コロナ禍だからこそ撮りたい、撮らなければならないという熱量があふれている映画だ。主人公は、夫(オダギリジョー)を交通事故で失い、中学生の息子、純平(和田庵)を一人で育てている良子(尾野真千子)。スーパーの花屋と風俗の仕事を掛け持ちするが、義父の介護施設の費用や、亡き夫と愛人との子供の養育費も払っているため、生活は苦しい。事故の賠償金を受け取れば生活は楽になったはずなのに、謝罪の言葉がなかったことが許せず、断っている。

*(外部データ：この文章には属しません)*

Issue #1058, opened 2024-12-03
`NormalConstraint` is missing from API reference


lvarriano:
For some reason, the `NormalConstraint` cost function is missing from the API reference (https://scikit-hep.org/iminuit/reference.html#).

HDembinski:
Huh, that IS strange! Thanks for noticing, I will try to fix...

PR #1059, opened 2024-12-04
fix NormalConstraint not appearing in docs

lvarriano:
Found the missing line needed to address #1058


HDembinski:
Ah, that is perfect. Your fix is most appreciated.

ずるいことが嫌いな彼女はそんな自分の面倒な性格も引き受けた上で、〝私の戦い方〟を貫いている人なのだ。理不尽な現実を嘆く代わりに良子が何度も言う「まあ頑張りましょう」という一言には、弱者に優しくない世の中への怒り、祈り、諦念、希望、すべてが詰まっているように感じられる。東京・池袋での自動車暴走事故を思わせるエピソードから始まる、今の日本の現実を映し出そうという覚悟がにじむ作品を生み出したのは「舟を編む」の石井裕也監督。共感さえも拒むような尾野の複雑で力強い芝居が、揺るぎない母と息子の関係を描いた物語を確かに支えている。東京・ユーロスペース、大阪・TOHOシネマズ梅田(近日公開)ほか。(細)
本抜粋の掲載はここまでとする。